PR #206, opened 2016-01-15
Minor Ninja generator fixes for Windows

sschuberth:


sschuberth:
@bradking Would you mind also having a look at this?

bradking:
Thanks.  However, the `&` change breaks some tests, such as `RunCMake.CMP0060`.  Please try running the full test suite.  Build CMake itself using the Ninja generator and then run `ctest -j 4` at the top of the build tree.

Are you sure about `&` v. `&&`?  Can you link to documentation about it?

sschuberth:
Looking at the [official documentation](https://www.microsoft.com/resources/documentation/windows/xp/all/proddocs/en-us/ntcmds_shelloverview.mspx?mfr=true) again I see why there would be test failures: While it's true that `&` is used to separate multiple commands, it executes the next command no matter whether the previous was successful or not. I.e. it corresponds to Unix' `;`. To execute the next command only on success of the previous one still `&&` needs to be used. Sorry for the confusion.

As the other commit in my PR is not important enough on its own, I'll simply close this. Thanks again for the thorough review.

PR #207, opened 2016-01-15
Restore of PKG_CONFIG_PATH should use _pkg_config_path_old

codesmythe:
When restoring the old value of the PKG_CONFIG_PATH environment variable, I think _pkgconfig_path_old should be used.


bradking:
Good catch, thanks.  Applied with revised commit message as commit 8979a1070097fde3ca0ab45bdd6580b7acd07ca4.

PR #208, opened 2016-01-16
Put ${_pkgconfig_path} in quotes to protect semicolons on Windows.

codesmythe:
Consider the case on Windows where the pkgconfig_path is multiple directories separated by semicolons (.e.g, "c:\foo;c:\bar;c:\baz"). In the existing code, this path would be interpreted as list and ENV{PKG_CONFIG_PATH} would only get the first item in the path.


bradking:
Thanks.  I rebased on `master` after merging #207 so we can quote the old value too, just in case.  Please see commit 53511936e43c14f362b1e1ba069a77f5ba251ccc.

PR #209, opened 2016-01-18
Allow users of CheckCXXSourceRuns and CheckCSourceRuns to access the …

hm1992:
…output from the run

While making custom finders for 3rd party libraries I was faced with some that didn't allow the version to be stripped from the header. To get around that I can use CheckCXXSourceRuns to make and run a small .cpp file which prints the version to stdout. This allows me to grab that using CheckCXXSourceRuns rather than try_run which is more difficult to use.


bradking:
Thanks for also submitting this to the cmake dev list [here](http://thread.gmane.org/gmane.comp.programming.tools.cmake.devel/15502).  That is currently the preferred place for discussion so I'll close this here and pick it up over there.

PR #211, opened 2016-01-22
sort buildPaths

exmatrikulator:
If you have a lot of projects with different configurations, it's hard to find your correct buildPath.
Now it should be easier ;)


bradking:
Currently the order is from most recently used to least recently used.  This is intended to be a "working set" that changes with usage.  The length is capped at 10 so the list never gets too long.  The proposed patch appears to sort the order only for display in the drop-down so the working set update is unchanged.

Cc: @clintonstimpson

bradking:
Since there are at most 10 items on the list it is not very hard to find the right one regardless of the order.  The current sort by recency is convenient for switching among a small number of build trees.  Therefore I do not think we should make this change.  The [cmake developer list](https://cmake.org/mailman/listinfo/cmake-developers) would be a better place to discuss this so I'm closing this PR here.

PR #212, opened 2016-01-30
IAR compiler flags for creating working Ninja build files

osimola:
The dependency flags require recent versions of iccarm and iccavr. The
multi-rule dependency generated with --dependencies=m does not work well
with Ninja.


bradking:
Thanks.  Applied as commit 99a9c7e51a3980807c60a9ec7532db0ca9495e5f.

I don't know what `--dependencies=m` generates, but [Ninja PR 1039](https://github.com/ninja-build/ninja/pull/1039) may be related.

osimola:
Thanks. 

That PR is indeed related to the same problem. --dependencies=n generates the dependency files in the first format, single target for every dependency (ns skips system headers). It's only present in newer versions of the IAR compilers, from somewhere around 2012 if I recall correctly. --dependencies=m generates the second format, which doesn't work with Ninja yet.

PR #214, opened 2016-02-04
Error out if --target is specified multiple times

sschuberth:
So far it was not clearly documented that --target is only supported to be
specified once. Even worse, specifying it multiple times would silently
ignore any previously specified targets and only build the last target.

Improve the docs in this regard and error out if --target is specified
more than once in order to prevent user errors.


sschuberth:
@robertoraggi @haraldF Mind having a look?

bradking:
Thanks.  Please extend `Tests/RunCMake/CommandLine/RunCMakeTest.cmake` with a test case covering this.  It already has a few cases covering `--build` errors.

sschuberth:
I'll happily write a test. Is there some documentation on how to use `run_cmake_command` when expecting failures, or how to capture and compare *stderr* output?

bradking:
> Is there some documentation on how to use run_cmake_command

See `Tests/RunCMake/README.rst` for a general introduction.  You need to create a `-result.txt` and `-stderr.txt` containing the expected return code (e.g. `1`) and a regex matching the expected stderr, respectively.  See the `build-no-dir` case for an example.

sschuberth:
I've pushed a work-in-progress commit that adds a test. However, I'd need some more help with that. Currently, I only added a dummy for the expected *stderr* output, but still the test passes for me. What's the correct command to only run the *CommandLine* test after I've modified `CommandLine/RunCMakeTest.cmake`?

Tests/RunCMake/CommandLine/RunCMakeTest.cmake
```diff
@@ -54,6 +54,9 @@ function(run_BuildDir)
 endfunction()
 run_BuildDir()
 
+run_cmake_command(build-multiple-targets ${CMAKE_COMMAND} -E chdir ..
+  ${CMAKE_COMMAND} --build BuildDir-build --target CustomTarget --target CustomTarget2)
+
```
bradking: Put these two lines at the bottom of the `run_BuildDir` function so that they run in the context of that test.

sschuberth:
I believe to have fixed the test now. For the record, I was looking at the wrong test results (those for *CommandLineTest* instead of *RunCMake.CommandLine*) at first.

Now I successfully ran only the latter test via

    $ ctest -R "^RunCMake.CommandLine$"

bradking:
Thanks.  The test looks good.  While reading the first commit again I realized we should do the check when we see `--target` again and immediately fail.  The option should not be allowed twice regardless of whether it has a value the second time.  Also, please update the error message to mention the `--target` option by name.

sschuberth:
Thanks for the feedback. I'm not sure I agree on the proposed behavior, though. I just realized that it's indeed valid to run `cmake` without `<tgt>` being specified for `--target`, i.e. like

    cmake --build . --target

That by itself is a bug IMO. `cmake` should check for mandatory arguments to be present. Anyway, let's assume for now an empty `<tgt>` stands for "default target". If so, doing something like

    cmake --build . --target --target

would not actually be a problem, and neither would

    cmake --build . --target some_target_name --target some_target_name

be as building the same target twice should make the second invocation a no-op. So I think we could allow this. Do I get you correctly in that you're saying that you do *not* want to allow the same target being specified multiple times, and even pathological cases like 

    cmake --build . --target --target

should fail? I acknowledge that at least that would be consistent with the docs saying that `--target` may appear only once (no matter what `<tgt>` is).

bradking:
The intention of `--target` was always to be `--target <tgt>` but the current command-line parsing is simply not enforcing this.  Using `--target --target` could be interpreted as asking for `<tgt> == --target`.  Ideally we should clean up the `--build` argument parsing to be more strict for all the options.

sschuberth:
Alright, I've force-pushed an update. Mind having another look?

bradking:
Thanks.  Applied as commit 497cad7c883dc401b4d78109c3a057fb38745d9e and merged to 'next' for testing.  Once cleared there it will be merged to 'master'.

______

▶ Work item
Could you copy every record above exactly as written?

▶ Solution for this task
PR #206, opened 2016-01-15
Minor Ninja generator fixes for Windows

sschuberth:


sschuberth:
@bradking Would you mind also having a look at this?

bradking:
Thanks.  However, the `&` change breaks some tests, such as `RunCMake.CMP0060`.  Please try running the full test suite.  Build CMake itself using the Ninja generator and then run `ctest -j 4` at the top of the build tree.

Are you sure about `&` v. `&&`?  Can you link to documentation about it?

sschuberth:
Looking at the [official documentation](https://www.microsoft.com/resources/documentation/windows/xp/all/proddocs/en-us/ntcmds_shelloverview.mspx?mfr=true) again I see why there would be test failures: While it's true that `&` is used to separate multiple commands, it executes the next command no matter whether the previous was successful or not. I.e. it corresponds to Unix' `;`. To execute the next command only on success of the previous one still `&&` needs to be used. Sorry for the confusion.

As the other commit in my PR is not important enough on its own, I'll simply close this. Thanks again for the thorough review.

PR #207, opened 2016-01-15
Restore of PKG_CONFIG_PATH should use _pkg_config_path_old

codesmythe:
When restoring the old value of the PKG_CONFIG_PATH environment variable, I think _pkgconfig_path_old should be used.


bradking:
Good catch, thanks.  Applied with revised commit message as commit 8979a1070097fde3ca0ab45bdd6580b7acd07ca4.

PR #208, opened 2016-01-16
Put ${_pkgconfig_path} in quotes to protect semicolons on Windows.

codesmythe:
Consider the case on Windows where the pkgconfig_path is multiple directories separated by semicolons (.e.g, "c:\foo;c:\bar;c:\baz"). In the existing code, this path would be interpreted as list and ENV{PKG_CONFIG_PATH} would only get the first item in the path.


bradking:
Thanks.  I rebased on `master` after merging #207 so we can quote the old value too, just in case.  Please see commit 53511936e43c14f362b1e1ba069a77f5ba251ccc.

PR #209, opened 2016-01-18
Allow users of CheckCXXSourceRuns and CheckCSourceRuns to access the …

hm1992:
…output from the run

While making custom finders for 3rd party libraries I was faced with some that didn't allow the version to be stripped from the header. To get around that I can use CheckCXXSourceRuns to make and run a small .cpp file which prints the version to stdout. This allows me to grab that using CheckCXXSourceRuns rather than try_run which is more difficult to use.


bradking:
Thanks for also submitting this to the cmake dev list [here](http://thread.gmane.org/gmane.comp.programming.tools.cmake.devel/15502).  That is currently the preferred place for discussion so I'll close this here and pick it up over there.

PR #211, opened 2016-01-22
sort buildPaths

exmatrikulator:
If you have a lot of projects with different configurations, it's hard to find your correct buildPath.
Now it should be easier ;)


bradking:
Currently the order is from most recently used to least recently used.  This is intended to be a "working set" that changes with usage.  The length is capped at 10 so the list never gets too long.  The proposed patch appears to sort the order only for display in the drop-down so the working set update is unchanged.

Cc: @clintonstimpson

bradking:
Since there are at most 10 items on the list it is not very hard to find the right one regardless of the order.  The current sort by recency is convenient for switching among a small number of build trees.  Therefore I do not think we should make this change.  The [cmake developer list](https://cmake.org/mailman/listinfo/cmake-developers) would be a better place to discuss this so I'm closing this PR here.

PR #212, opened 2016-01-30
IAR compiler flags for creating working Ninja build files

osimola:
The dependency flags require recent versions of iccarm and iccavr. The
multi-rule dependency generated with --dependencies=m does not work well
with Ninja.


bradking:
Thanks.  Applied as commit 99a9c7e51a3980807c60a9ec7532db0ca9495e5f.

I don't know what `--dependencies=m` generates, but [Ninja PR 1039](https://github.com/ninja-build/ninja/pull/1039) may be related.

osimola:
Thanks. 

That PR is indeed related to the same problem. --dependencies=n generates the dependency files in the first format, single target for every dependency (ns skips system headers). It's only present in newer versions of the IAR compilers, from somewhere around 2012 if I recall correctly. --dependencies=m generates the second format, which doesn't work with Ninja yet.

PR #214, opened 2016-02-04
Error out if --target is specified multiple times

sschuberth:
So far it was not clearly documented that --target is only supported to be
specified once. Even worse, specifying it multiple times would silently
ignore any previously specified targets and only build the last target.

Improve the docs in this regard and error out if --target is specified
more than once in order to prevent user errors.


sschuberth:
@robertoraggi @haraldF Mind having a look?

bradking:
Thanks.  Please extend `Tests/RunCMake/CommandLine/RunCMakeTest.cmake` with a test case covering this.  It already has a few cases covering `--build` errors.

sschuberth:
I'll happily write a test. Is there some documentation on how to use `run_cmake_command` when expecting failures, or how to capture and compare *stderr* output?

bradking:
> Is there some documentation on how to use run_cmake_command

See `Tests/RunCMake/README.rst` for a general introduction.  You need to create a `-result.txt` and `-stderr.txt` containing the expected return code (e.g. `1`) and a regex matching the expected stderr, respectively.  See the `build-no-dir` case for an example.

sschuberth:
I've pushed a work-in-progress commit that adds a test. However, I'd need some more help with that. Currently, I only added a dummy for the expected *stderr* output, but still the test passes for me. What's the correct command to only run the *CommandLine* test after I've modified `CommandLine/RunCMakeTest.cmake`?

Tests/RunCMake/CommandLine/RunCMakeTest.cmake
```diff
@@ -54,6 +54,9 @@ function(run_BuildDir)
 endfunction()
 run_BuildDir()
 
+run_cmake_command(build-multiple-targets ${CMAKE_COMMAND} -E chdir ..
+  ${CMAKE_COMMAND} --build BuildDir-build --target CustomTarget --target CustomTarget2)
+
```
bradking: Put these two lines at the bottom of the `run_BuildDir` function so that they run in the context of that test.

sschuberth:
I believe to have fixed the test now. For the record, I was looking at the wrong test results (those for *CommandLineTest* instead of *RunCMake.CommandLine*) at first.

Now I successfully ran only the latter test via

    $ ctest -R "^RunCMake.CommandLine$"

bradking:
Thanks.  The test looks good.  While reading the first commit again I realized we should do the check when we see `--target` again and immediately fail.  The option should not be allowed twice regardless of whether it has a value the second time.  Also, please update the error message to mention the `--target` option by name.

sschuberth:
Thanks for the feedback. I'm not sure I agree on the proposed behavior, though. I just realized that it's indeed valid to run `cmake` without `<tgt>` being specified for `--target`, i.e. like

    cmake --build . --target

That by itself is a bug IMO. `cmake` should check for mandatory arguments to be present. Anyway, let's assume for now an empty `<tgt>` stands for "default target". If so, doing something like

    cmake --build . --target --target

would not actually be a problem, and neither would

    cmake --build . --target some_target_name --target some_target_name

be as building the same target twice should make the second invocation a no-op. So I think we could allow this. Do I get you correctly in that you're saying that you do *not* want to allow the same target being specified multiple times, and even pathological cases like 

    cmake --build . --target --target

should fail? I acknowledge that at least that would be consistent with the docs saying that `--target` may appear only once (no matter what `<tgt>` is).

bradking:
The intention of `--target` was always to be `--target <tgt>` but the current command-line parsing is simply not enforcing this.  Using `--target --target` could be interpreted as asking for `<tgt> == --target`.  Ideally we should clean up the `--build` argument parsing to be more strict for all the options.

sschuberth:
Alright, I've force-pushed an update. Mind having another look?

bradking:
Thanks.  Applied as commit 497cad7c883dc401b4d78109c3a057fb38745d9e and merged to 'next' for testing.  Once cleared there it will be merged to 'master'.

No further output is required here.